PR #1551, opened 2019-03-13
Refactor Psychological section

### LINKED ISSUE #1460: Section Render Refactor - Psychological section
Make same changes as https://github.com/18F/e-QIP-prototype/pull/1431 to the Psychological section, including:
- Create `Intro, Review` components
- Create `PsychologicalConnector` for passing props into subsection components
- Use `<Route>` components to render `<Psychological>` and its subsections
- Use `@config/formSections` config instead of `@config/navigation`
- Each subsection should extend `Subsection` instead of `SubsectionElement`
- General cleanup, use classnames, import aliases, remove unused props, etc.

suzubara:
## Description

- Fixes #1460 

## Checklist for Reveiwer

- [ ] Review code changes
- [ ] Ensure form fills out and validates the same as branch develop
- [ ] Ensure back/next navigation navigates and renders the correct sections


christopherhuii:
I can't click `Yes` or `No` on the `Existing Conditions` subsection. My gut suspicion is that there's a typo somewhere

christopherhuii:
I introduce the problem because I entered the wrong `storeKey` when creating the section config files. I also pushed up a fix for the merge conflict.

christopherhuii:
Currently on develop, the psychological review section doesn't have a "next" button to get to the Review "section". This makes sense because we don't have the "Review" defined in the form config.

Should we add the "Review" stuff for the form in this PR or another?

suzubara:
@christopherhuii good catch! I added the "Review" section in the nav PR, but I do think it makes more sense to pull it into this one so the functionality isn't interrupted. I will do that.

src/helpers/navigation.js
```diff
@@ -15,14 +15,16 @@ export const getBackAndNext = (state, { currentPath }) => {
   if (back) {
     // TODO: Fix this hack; should work for now
     // It works because the section is always after /form/
-    const sectionName = back.fullPath.split('/')[2]
+    let sectionName = back.fullPath.split('/')[2]
```
suzubara: Had to do some weirdness here bc `package` is a reserved word in JS, and so the localization key is different. I think we can make this better at a later date.

Issue #1327, opened 2019-01-08
Move U.S. Passport subsection information to Citizenship section


joshmfranklin:
As an applicant
I want to be able to fill out my U.S. Passport Information when I am in the Citizenship section
Because it makes the most amount of sense while answering questions about my citizenship

Given I am in the Citizenship section of any form (85, 85P, 86)
When I complete the introduction subsection and click next
I should be taken to the U.S. Passport Information subsection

=-=-=

Reproduce exactly the line containing "I introduce the" and every line after it through the end of the records above, and nothing else.

I introduce the problem because I entered the wrong `storeKey` when creating the section config files. I also pushed up a fix for the merge conflict.

christopherhuii:
Currently on develop, the psychological review section doesn't have a "next" button to get to the Review "section". This makes sense because we don't have the "Review" defined in the form config.

Should we add the "Review" stuff for the form in this PR or another?

suzubara:
@christopherhuii good catch! I added the "Review" section in the nav PR, but I do think it makes more sense to pull it into this one so the functionality isn't interrupted. I will do that.

src/helpers/navigation.js
```diff
@@ -15,14 +15,16 @@ export const getBackAndNext = (state, { currentPath }) => {
   if (back) {
     // TODO: Fix this hack; should work for now
     // It works because the section is always after /form/
-    const sectionName = back.fullPath.split('/')[2]
+    let sectionName = back.fullPath.split('/')[2]
```
suzubara: Had to do some weirdness here bc `package` is a reserved word in JS, and so the localization key is different. I think we can make this better at a later date.

Issue #1327, opened 2019-01-08
Move U.S. Passport subsection information to Citizenship section


joshmfranklin:
As an applicant
I want to be able to fill out my U.S. Passport Information when I am in the Citizenship section
Because it makes the most amount of sense while answering questions about my citizenship

Given I am in the Citizenship section of any form (85, 85P, 86)
When I complete the introduction subsection and click next
I should be taken to the U.S. Passport Information subsection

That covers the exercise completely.